Évangile du Mardi 13 février – 6e semaine du Temps ordinaire (tiré du Prions en Église et pour les personnes qui voudraient s’abonner au Prions)
« Prenez garde au levain des pharisiens et au levain d’Hérode ! » Mc 8, 14-21
En ce temps-là, les disciples avaient oublié d’emporter des pains ; ils n’avaient qu’un seul pain avec eux dans la barque. Or Jésus leur faisait cette recommandation : « Attention ! Prenez garde au levain des pharisiens et au levain d’Hérode ! » Mais ils discutaient entre eux sur ce manque de pains. Jésus s’en rend compte et leur dit : « Pourquoi discutez-vous sur ce manque de pains ? Vous ne saisissez pas ? Vous ne comprenez pas encore ? Vous avez le cœur endurci ? Vous avez des yeux et vous ne voyez pas, vous avez des oreilles et vous n’entendez pas ! Vous ne vous rappelez pas ? Quand j’ai rompu les cinq pains pour cinq mille personnes, combien avez-vous ramassé de paniers pleins de morceaux ? » Ils lui répondirent : « Douze. – Et quand j’en ai rompu sept pour quatre mille, combien avez-vous rempli de corbeilles en ramassant les morceaux ? » Ils lui répondirent : « Sept. » Il leur disait : « Vous ne comprenez pas encore ?»
Méditation
Cher(e)s ami(e)s, l’Évangile du jour nous présente Jésus qui n’y va pas de « main morte » ! Il sert une vive correction filiale et fraternelle aux disciples. Or, ne sommes-nous pas dans le même bateau qu’eux ? En toute humilité, je m’y retrouve et désire aujourd’hui me laisser ré-enligner par sa bienveillante et aimante mise au point. Osons la fantaisie d’imaginer brièvement la scène : Jésus profite d’une promenade en barque pour délivrer un important enseignement à propos du « levain des pharisiens et d’Hérode » (v. 15). Ce levain est une réalité puissante (1 Co 5, 6-8; Ga 5, 9; Mt 13, 33) dont il faut ici se méfier au risque de se méprendre sur la conception du Salut de Dieu alors réduit et assimilé aux ambitions et valeurs terrestres « qui passent » (2 Co 4, 18).
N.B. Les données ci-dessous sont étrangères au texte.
PR #5000, opened 2021-07-21
Adds --verbose-i18n flag.

SirVer:
This flag will print every message that is translated through gettext as it is translated. Should one of the messages trigger a crash, it should be the last message that is printed onto the screen.

This should make the live of translators easier that have issues with certain strings.

This is based on #4999 which must be merged before.


SirVer:
5000th merge request! Hooray!

src/base/i18n.cc
```diff
@@ -62,14 +62,25 @@ std::string locale;
 std::string localedir;
 std::string homedir;
 
+char* (*gettext_)(const char*) = gettext;
+
+char* verbose_gettext(const char* s) {
+	log_info("gettext: %s\n", s);
```
Noordfrees, line 68:
```suggestion
	log_dbg("gettext: %s\n", s);
```

src/wlapplication.cc
```diff
@@ -211,6 +211,31 @@ bool is_autogenerated_and_expired(const std::string& filename,
...
+// not join the thread and this means the exception will never be caught and
+// printed, making debugging hard.
+// See
+// https://stackoverflow.com/questions/25397874/deleting-stdthread-pointer-raises-exception-libcabi-dylib-terminating
+class GameLogicThread {
+	public:
+		explicit GameLogicThread(bool* should_die) : should_die_(should_die), thread_(&UI::Panel::logic_thread) {}
+
+		GameLogicThread(const GameLogicThread&) = delete;
+		GameLogicThread& operator=(const GameLogicThread&) = delete;
```
Noordfrees, line 226: Better use the `DISALLOW_COPY_AND_ASSIGN` macro from base/macros.h for readability.

src/wlapplication.cc
```diff
@@ -211,6 +211,31 @@ bool is_autogenerated_and_expired(const std::string& filename,
...
 }
 
+// A simple wrapper around the game logic thread. It ensures the thread is
+// always joined when this class goes out of scope. This is important when an
+// exception is thrown within the game anywhere, because without this, we will
+// not join the thread and this means the exception will never be caught and
+// printed, making debugging hard.
+// See
+// https://stackoverflow.com/questions/25397874/deleting-stdthread-pointer-raises-exception-libcabi-dylib-terminating
+class GameLogicThread {
```
Noordfrees, line 221: I think this class will be useful for other purposed as well. How about:
- Move it to base/multithreading.h
- Rename it to something like ThreadWrapper
- Modify the constructor to accept any function, not just the default one
- Make `should_die_` optional so it can be `nullptr` for temporarily used threads

klaus-halfmann:
I dont think @SirVer has time to check those changes, let me try hat I can do.

Uhm, I can not push to this repo, will have to push to some other branch, and close this one?

src/wlapplication.cc
SirVer: 2c: [YAGNI](https://en.wikipedia.org/wiki/You_aren%27t_gonna_need_it), and if I am wrong about this, pull it out at that point. For now, pulling this helper class into a higher scope means that it is more public, and hence harder to change or remove in the future again. Trying to keep code on the most local and private level as possible usually leads to less coupled and easier to change code base. I do not have strong feelings in this specific case.

If you pull it on a higher level, let's not take a pointer to `should_die_`, instead let's take a `std::function` that is called in the place that currently sets `should_die_`. @klaus-halfmann fyi too.

SirVer:
Closing in favor of #5003

PR #5002, opened 2021-07-25
Fix constructionsite enhancement race condition

### LINKED ISSUE #4997: Multiplayer crash on building mines

**Describe the bug**
In the savegame at http://colecovision.eu/stuff/widelands-multiplayer-mine-crash/, with red player hosting the game, and yellow player on LAN, I see a crash (segfault) if the red player builds a few mines, doesn't matter what yellow does. The bug does not happen, if the yellow player is replaced by an AI player, but it does happen even if the yellow player takes no action at all (apart from joining the game).

**To Reproduce**
Start LAN game with loaded savegame as red, have yellow player join. Build a few mines as red (I usually keep the mine windows open, often showing the area, and upgrade the mines). I encountered the issue a few times when building a few iron ore mines, but also once when building a single gold mine. It seems to me the bug is more likely to trigger when I build more mines and keep their windows open, with area displayed, and upgrading them.

**Version:**
 - OS: Debian GNU/Linux testing
 - Widelands Version: reproduced using git from yesterday (I first encountered the bug with git from a week ago)

**Additional context**
There is a workaround: if red does not build any mines for half an hour or so, any subsequently built mines do not trigger the bug.

Noordfrees:
Should fix #4997

### DIFF
--- a/src/logic/map_objects/tribes/constructionsite.cc
+++ b/src/logic/map_objects/tribes/constructionsite.cc
@@ -399,6 +399,7 @@ Start building the next enhancement even before the base building is completed.
 ===============
 */
 void ConstructionSite::enhance(const Game& game) {
+	MutexLock m(MutexLock::ID::kObjects);
 	assert(building_->enhancement() != INVALID_INDEX);
 	Notifications::publish(NoteImmovable(this, NoteImmovable::Ownership::LOST));
 


klaus-halfmann (commented):
This is quite a big function. Could we refactor this into 
ConstructionSite::copy_ware_house_settings()
ConstructionSite::copy_trainingsite_settings()
...
and then apply this to 
ConstructionSite::copy_porductionsite_settings()
?

The lock is quit "fat" for now.
I will try to reproduce and then check the fix anyway ...

klaus-halfmann (approved):
OK, as of comment in #4997

PR #5003, opened 2021-07-28
Verbose i18n

klaus-halfmann:
This superseeds https://github.com/widelands/widelands/pull/5000 and 
https://github.com/widelands/widelands/pull/4999 as I cannot push to @SirVer branches.

* Fix exception reporting in case of Multihreading.
* Adds --verbose-i18n flag.

Still need to find out how to enforce such an exception


src/wlapplication_messages.cc
```diff
@@ -208,6 +208,10 @@ void fill_parameter_vector() {
 		true},
 	  /// Others
 	  {_("Others:"), "verbose", "", _("Enable verbose debug messages"), false},
+	  {"", "verbose-i18n", "",
+		_("Print all strings as they are translated. This helps with tracing down bugs with "
+		  "internationalization."),
+		false},
```
Noordfrees:
```suggestion
		true},
```

src/base/i18n.cc
```diff
@@ -62,17 +62,28 @@ std::string locale;
 std::string localedir;
 std::string homedir;
 
+char* (*gettext_)(const char*) = gettext;
```
Noordfrees, line 65: On second thoughts, I think this will not catch all cases. This only intercepts plain `gettext` but I guess it does not work for `pgettext`, `ngettext` etc? (did not test it yet)

src/wlapplication_messages.cc
klaus-halfmann: This would make it default to true, not sure if this is wise?

src/base/i18n.cc
klaus-halfmann: Not sure where all these are located but I will try to find them.

klaus-halfmann:
I get this Error, and I know I have to add the new include somewhere: 
`.../src/CMakeLists.txt:96: ... DEPENDS on base_macros, because it includes base/macros.h`
But I dont know exactly where. Please give me a hint, perhaps Friday via https://meet.ffmuc.net/WidelandsChat ?

src/wlapplication_messages.cc
Noordfrees: This is not a default value, this boolean only decides whether the option is listed with --help (false) or only with --help-all (true)

Noordfrees:
```
 .../src/CMakeLists.txt:96: ... DEPENDS on base_macros, because it includes base/macros.h
```
Add it in `src/CMakeLists.txt` on a new line after line 108: 
```diff
     ...
     base_i18n
     base_log
+    base_macros
     base_multithreading
     base_random
     ...
```

klaus-halfmann:
Debugging:

* _() uses verbose_gettext
* pgettext boils down to libintl_dcgettext() in libintl.h (macos) dcgettext in src/third_party/gettext/gettext.h
* ngettext boilds donw to libintl_ngettext()  in libintl.h (macos) vi macro in src/third_party/gettext/gettext.h

I dont dare to poke into this dschungle of macros in gettext.h, to may #ifdefs there

Questions
* why do we use /third_party/ ?
* do we need to rethink / modernize the complete tranlsations?

The pull request is in stable status now. shall we have it anyway?

Can we discuss this Friday 19:00 in https://meet.ffmuc.net/WidelandsChat ?

Noordfrees:
`src/third_party` contains various 3rd party code which is not available as a library on some systems so we need to ship it with our code. No changes there unless absolutely necessary please. The better approach is to define some interceptor functions in `base/i18n.*` that act as wrappers around the `…gettext` functions with optional `log_dbg` output.

> do we need to rethink / modernize the complete tranlsations?

Better not, this would involve an enormous refactoring which should not be done unless there's a real urgent need for it imho.

> The pull request is in stable status now. shall we have it anyway?

Since all the pgettext's and stuff are not caught yet I'd consider it only half-complete. This should be addressed first.

> Can we discuss this Friday 19:00 in meet.ffmuc.net/WidelandsChat ?

ok

SirVer:
Thanks for taking this over, I would have time to fix the comments in the next few weeks at some point, but not sure when. I appreciate this being pushed forward.

> Since all the pgettext's and stuff are not caught yet I'd consider it only half-complete. This should be addressed first.

My 2c: do not let the better be the enemy of the good. This can always be added at some point and it is more useful than not having anything (which is the current situation).

PR #5010, opened 2021-07-31
cmake: add support for None build type

craftyguy:
Some distros, e.g. Alpine Linux, like to control setting compiler flags.
cmake supports a "None" build type which uses CFLAGS, CXXFLAGS, etc from
the env and CMakeLists.txt should not set anything.

This change adds support for this so distros can set their own compiler
flags when building and not have them changed by the project build
configuration.

### DIFF
--- a/CMakeLists.txt
+++ b/CMakeLists.txt
@@ -209,6 +209,8 @@ elseif(CMAKE_BUILD_TYPE STREQUAL "RelWithDebInfo")
   endif ()
   set(WL_DEBUG_FLAGS "-DNDEBUG -DNOPARACHUTE")
   option(OPTION_ASAN "Build with AddressSanitizer" ON)
+elseif(CMAKE_BUILD_TYPE STREQUAL "None")
+  message(STATUS "Not setting any default flags.")
 else()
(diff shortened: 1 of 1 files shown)


klaus-halfmann (approved):
OK for me. @craftyguy can you give us some links / docs how this is finally used?

craftyguy:
Sure, here it is in action in the Alpine Linux package build script (the patch in this MR is applied so that this build step works): https://gitlab.alpinelinux.org/alpine/aports/-/merge_requests/23737/diffs#9dff250c217d1d7a06ea6b0812f5b7bc47c80acf_0_44

More info about cmake `None` buildtype and why it is preferred in Alpine Linux: https://lists.alpinelinux.org/~alpine/devel/%3C2896c13070c508a49cbaa72c8fb7f34ea947358b.camel%40cogitri.dev%3E

And the cmake `None` build type reference:
https://gitlab.kitware.com/cmake/community/-/wikis/doc/cmake/Useful-Variables#compilers-and-tools

There are technically a few more build types that cmake supports that this project ignores, in addition to `None`

klaus-halfmann:
@craftyguy feel free to merge this now, or do you need help?

PR #5011, opened 2021-07-31
linux: only enable backtrace when using glibc

craftyguy:
backtrace and backtrace_symbols are not in glibc, not POSIX-compliant
libc (like musl).

### DIFF
--- a/src/logic/map_objects/backtrace.cc
+++ b/src/logic/map_objects/backtrace.cc
@@ -21,8 +21,10 @@
 
 #ifndef _WIN32
 #ifndef __APPLE__
+#if !defined(__linux__) || defined(__GLIBC__)
 
 #include <execinfo.h>
+#endif
 #endif
 #endif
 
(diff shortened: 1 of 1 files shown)


klaus-halfmann (commented):
What problem does this fix?
How can I use https://musl.libc.org/  to compile widelands?

craftyguy:
it fixes compilation of widelands when the libc is musl (and not glibc).

I'm working to package widelands for Alpine Linux: https://gitlab.alpinelinux.org/alpine/aports/-/merge_requests/23737

Alpine Linux does not use glibc, it uses musl, and widelands fails to compile since the backtrace stuff is specific to glibc.

craftyguy:
> How can I use https://musl.libc.org/ to compile widelands?

I suggest using a distro that uses musl libc. Alpine Linux and Void Linux are the two that come to mind. I think Arch Linux might have support for installing musl, but it seems like it might be tricky to make sure that musl is used at build time and not glibc..

klaus-halfmann (approved):
Thanks for the infos, please give us a hint about your progress.
Lets Go!

PR #5020, opened 2021-08-06
Update defaultai_warfare.cc

MarkMcWire:
It does not make sense to check the amount of mines to determine whether a trainingsite should be enhanced or not. 

Only the Empire has expandable training buildings (Arena -> Colosseum), no other tribe. So I'm guessing the author of this line wanted to make sure the Empire had enough marble and gold before an arena was upgraded to a colosseum. On the other hand the Colosseum used no weapons and therefore no metals for training. 

But for all other tribe developers it's an unnecessary limitation. For example, the Amazons could not get upgradeable trainingsites because they do not have iron mines and therefore will never obtain this requirement.

If it doesn't cause any side effects, this condition should removed permanently.

### DIFF
--- a/src/ai/defaultai_warfare.cc
+++ b/src/ai/defaultai_warfare.cc
@@ -714,7 +714,7 @@ bool DefaultAI::check_trainingsites(const Time& gametime) {
 
 	const Widelands::DescriptionIndex enhancement = ts->descr().enhancement();
 
-	if (enhancement != Widelands::INVALID_INDEX && ts_without_trainers_ == 0 && mines_.size() > 3 &&
+	if (enhancement != Widelands::INVALID_INDEX && ts_without_trainers_ == 0 &&
 	    ts_finished_count_ > 1 && ts_in_const_count_ == 0) {
 
 		// Make sure that:
--- a/src/ai/defaultai_warfare.cc
+++ b/src/ai/defaultai_warfare.cc
@@ -714,8 +714,7 @@ bool DefaultAI::check_trainingsites(const Time& gametime) {
 
 	const Widelands::DescriptionIndex enhancement = ts->descr().enhancement();
 
-	if (enhancement != Widelands::INVALID_INDEX && ts_without_trainers_ == 0 &&
-	    ts_finished_count_ > 1 && ts_in_const_count_ == 0) {
+	if (enhancement != Widelands::INVALID_INDEX && ts_without_trainers_ == 0 && ts_finished_count_ > 2 && ts_in_const_count_ == 0) {
 
 		// Make sure that:
 		// 1. Building is allowed


hessenfarmer:
I don't know exactly why this had been taken into account, as it was inserted before I joined the project. I always understood it as a measure for the popwer off the economy.
However I fully agree on your explanations about amazons and about empire as well. Problem is that the upgrade is only limited by the proportion of trainingsites in this case so the Ki most probably would do the upgrade to colloseum very early which might leave them in a deadlock of marble. I think the upgrade should be delayd until the economy is capable to sustain the building and to afford it. 
Question is: what would be a good indicator for this.

MarkMcWire:
I modified it again, please try it. If it works, it should be changed this way.
An AI player should have at least 3 trainingssites, before he enhanced one of them.

MarkMcWire:
> Question is: what would be a good indicator for this.

The question is easy to answer: if there is enough building material available. 
An upgrade is nothing more than a new building, just in a place where a building already stands and at a slightly lower cost.

hessenfarmer:
> 
> > Question is: what would be a good indicator for this.
> 
> The question is easy to answer: if there is enough building material available.
> An upgrade is nothing more than a new building, just in a place where a building already stands and at a slightly lower cost.

Ok, I agree. So we should incorporate a check for this in this part of the code . 
Did you test your change with empire?
this line 
https://github.com/widelands/widelands/blob/c49ce3ad2172aa03289b4fd569f70a2fecddf503/src/ai/defaultai.cc#L5363
might interfere. 
furthermore "ts_finished_count_" counts all trainingsites of a player not only the ones of this kind. "bo.cnt_built" is counting the number of a special building.

MarkMcWire:
I will it test this night. I still testing several AI hints (combinations) for europeans at the moment for best AI play.
I will use an empire opponent to test the change above as well.

MarkMcWire:
> furthermore "ts_finished_count_" counts all trainingsites of a player not only the ones of this kind. "bo.cnt_built" is counting the number of a special building.

I know. Since no tribe (besides of mine) had more than 3 different trainingssites, this should work for all original tribes. 
At least, every normal AI would build 2 trainingssites (one of each kind). If he builds one of them several times, he will automatically increase the sum of all trainingssites to 3. At this point, an enhancement should be available.

MarkMcWire:
> Ok, I agree. So we should incorporate a check for this in this part of the code .
> Did you test your change with empire?

Yes I did. It works. The empire still enhance an arena to colosseum, but some time later than normal. The AI player builds arround 6 hours of gameplay a second arena, so he has 3 trainingssites in sum. Than he enhance the first one to a colosseum. At this point he has plenty amount of building materials and no deadlock occur.

hessenfarmer:
> 
> Yes I did. It works. The empire still enhance an arena to colosseum, but some time later than normal. The AI player builds arround 6 hours of gameplay a second arena, so he has 3 trainingssites in sum. Than he enhance the first one to a colosseum. At this point he has plenty amount of building materials and no deadlock occur. 

That is much later then in current implementation, where the Empire AI have finished a colosseum after about 1 and a half hour. So this is definitly not the way to go. I rather would use the critical build material check instead of the number of ts finished.

frankystone:
Empire AI should upgrade an Arena depending on Gold and type of map:

Seafaring map: Upgrade only when a gold mine was found (because a port needs also gold to built)
No Seafaring map: Upgrade immediately

Marble can also be an issue, but normally all maps have enough marble.

hessenfarmer:
we do not have any special checks in the AI yet for the type of map. So this would be a new concept.  

Edit: we have some checks to allow disallow some buildings   

As gold is part of the critical build material I still would go for the same check in the enhancement like for the normal buildings.

MarkMcWire:
> Empire AI should upgrade an Arena depending on Gold and type of map:
> 
> Seafaring map: Upgrade only when a gold mine was found (because a port needs also gold to built)
> No Seafaring map: Upgrade immediately
> 
> Marble can also be an issue, but normally all maps have enough marble.

The problem with this is that it doesn't make sense to hard-code certain rules. Any hard-coded AI rule for the Empire also affects the other tribes. That's how we came here. A hard-coded condition that was never noticed until someone like me developed a tribe, that doesn't build more than 3 mines but use upgradeable trainingsites.

The AI scripts should be tribal independent. What if someone develops a tribe that doesn't need gold at all?
There should also be freely usable AI hints for upgrading buildings and not just for their basic use.

Such a hint could look like the following in the Lua document: 
Build building A only if ware C exceed the value x -> prohibited_until = {gold = 14}
or: Upgrade building B only if ware D exceed the value y. -> prohibited_until = {marble = 20}

In this way, the AI control can be individually adapted to the tribes.

hessenfarmer:
-1 for implementing new and more complicated AI hints. It was decided not long ago to get rid of the AI hints and hardcoding as much as we can and determine most of the Info for the AI from the Lua definitions. 
So still I would prefer the check for critical build materials to decide whether we can afford an enhancement.

MarkMcWire:
> -1 for implementing new and more complicated AI hints. It was decided not long ago to get rid of the AI hints and hardcoding as much as we can and determine most of the Info for the AI from the Lua definitions.
> So still I would prefer the check for critical build materials to decide whether we can afford an enhancement.

Basically, I agree with every path that does not destroy the AI control for the Europeans again. In any case, the decision should / must be independent of which building materials are used.

The condition "marble" or "gold" should not be hard-coded under any circumstances.

hessenfarmer:
> 
> Basically, I agree with every path that does not destroy the AI control for the Europeans again.   

Well, the intention is always to make the AI better for all tribes, including Europeans and even future Addon tribes. But this might include some changes that would require adaptation on the tribes sides including Europeans as well.     

> In any case, the decision should / must be independent of which building materials are used.   
  
Of course. The critical build materials check is checking the build materials and identifies the critical ones from the buildcosts defined.

MarkMcWire:
> -1 for implementing new and more complicated AI hints. It was decided not long ago to get rid of the AI hints and hardcoding as much as we can and determine most of the Info for the AI from the Lua definitions.
> So still I would prefer the check for critical build materials to decide whether we can afford an enhancement.

We already had the same problem the other day during the training itself. Soldiers were not trained if you used a ration instead of meat because the AI expected meat as an input ware for trainingsite.

You solved that by adding substitutes to the list of wares. In the end, however, this reflects the same basic problem: Hard-coded goods requirements in the AI.

hessenfarmer:
> 
> 
> > -1 for implementing new and more complicated AI hints. It was decided not long ago to get rid of the AI hints and hardcoding as much as we can and determine most of the Info for the AI from the Lua definitions.
> > So still I would prefer the check for critical build materials to decide whether we can afford an enhancement.
> 
> We already had the same problem the other day during the training itself. Soldiers were not trained if you used a ration instead of meat because the AI expected meat as an input ware for trainingsite.
> 
> You solved that by adding substitutes to the list of wares. In the end, however, this reflects the same basic problem: Hard-coded goods requirements in the AI.

Correct and this was always inbtended as a quick fix. However they sometimes last longer then expected. 
Edit: I did not add substitutes. I just made the hardcoded check only applicable if meat or fish is used by a TS. Which is not adding new hardcoded stuff.  but still this was just a workaround to provide a quick solution.

MarkMcWire:
> > Basically, I agree with every path that does not destroy the AI control for the Europeans again.
> 
> Well, the intention is always to make the AI better for all tribes, including Europeans and even future Addon tribes. But this might include some changes that would require adaptation on the tribes sides including Europeans as well.
> 

The real basic problem is that the AI still stubbornly refuses to build more than 1 mine of each type. The Europeans build exactly 3 mines per game: 1 coal, 1 iron, 1 gold. Therefore the condition number of mines> 3 could never be fulfilled.

In 10 test games, the AI built 2 gold mines in one single game. No idea why and what triggered this.
Coal and iron mines never be built more than once per type. 
I suspect it has to do with hard-coded conditions again, since I substituted iron_ore and gold_ore with "ore" and both mines produce the same ware despite different resources.

hessenfarmer:
> 
> The real basic problem is that the AI still stubbornly refuses to build more than 1 mine of each type. The Europeans build exactly 3 mines per game: 1 coal, 1 iron, 1 gold. Therefore the condition number of mines> 3 could never be fulfilled.
> 
> In 10 test games, the AI built 2 gold mines once. No idea why and what triggered this.

Well, from what I saw so far the Ai does evaluate that it does not need more mines. They do not get enough prio due to the weighting. This was basically due to it not getting started correctly and fully.
However we already agreed about the suboptimality of the 3 mines condition. so for me this should be replaced by a check for critical build materials as this would be suitable for all tribes and much better achieving the goal.

MarkMcWire:
The good news is that the empire actually builds a Colosseum after just 2-3 hours of gameplay, if you choose the starting point so that the AI can expand quickly.

With the actual code from above.

hessenfarmer:
> 
> 
> The good news is that the empire actually builds a Colosseum after just 2-3 hours of gameplay, if you choose the starting point so that the AI can expand quickly.
> 
> With the actual code from above.

as this is still too long if it could have afforded it earlier I am not convinced this are good news.

@MarkMcWire 
please do not get me wrong. I really appreciate that you are trying to improve the AI and you are getting to understand how it works, as this would give me someone to discuss the issues with. I am only trying to find the best solution for an identified problem with the least negative side effects on legacy tribes. (Ideally the legacy tribes should get some profit as well).

hessenfarmer:
I included a solution in the base branch where i had the other AI fixes. So please check if this branch can be closed

PR #5023, opened 2021-08-12
MSYS Quickfix

hessenfarmer:


CMakeLists.txt
```diff
@@ -362,7 +362,7 @@ IF (WIN32)
     # Fix static library dependencies
     set(SDL_MIXER_EXTRA_LIBS ssp)    
     set(SDL_EXTRA_LIBS mingw32 dxerr8)
-    set(SDL_IMG_EXTRA_LIBS jbig deflate)
+    set(SDL_IMG_EXTRA_LIBS jbig deflate lerc)
```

Un tel « levain peccamineux » rend sourd et aveugle et « dé-vie » la puissance foncièrement spirituelle et salvatrice du Salut de Dieu en Jésus-Christ par l’Esprit. Or, coup de théâtre, voilà que Jésus remarque qu’il parle dans le vide, les disciples étant plutôt préoccupés et soucieux du maigre pain « subsistant » dans la barque, ayant oublié de faire le plein avant de prendre le large. Constatant, déconcerté pour ne pas dire lassé et offusqué, qu’ils ne « saisissent » pas du tout, mais « saisissant » très bien ce qui se passe en eux et entre eux, il prend sur lui de les « saisir » pour les remettre en marche, alors qu’ils sont engouffrés au creux du désarroi du manque. « Sérieux là, “ les boys ”, vous ne pigez pas ! Ma foi, vous passez à côté ! Vous avez la mémoire courte et la couenne dure ! Non seulement vous avez oublié de prendre des pains supplémentaires pour le lunch, mais vous avez surtout oublié que le Seul, Unique et Surabondant Pain de Vie est assis avec vous dans la barque, vous “ ac-com-pagnant[1] ”, rompant le Pain de ma v(V)ie avec vous tous les jours ! Ne vous rappelez-vous pas… combien de corbeilles de pains partagés et amassés en “ pains repus de surabondance ” : 7, 12 ? N’est-ce pas là symboliquement la parfaite complétude et l’absolue plénitude au-delà de toute nécessité ? “ Il est écrit : ‘ Ce n’est pas de pain seul que vivra l’homme, mais de toute parole qui sort de la bouche de Dieu ’ ” (Mt 4, 4; Dt 8,3) ».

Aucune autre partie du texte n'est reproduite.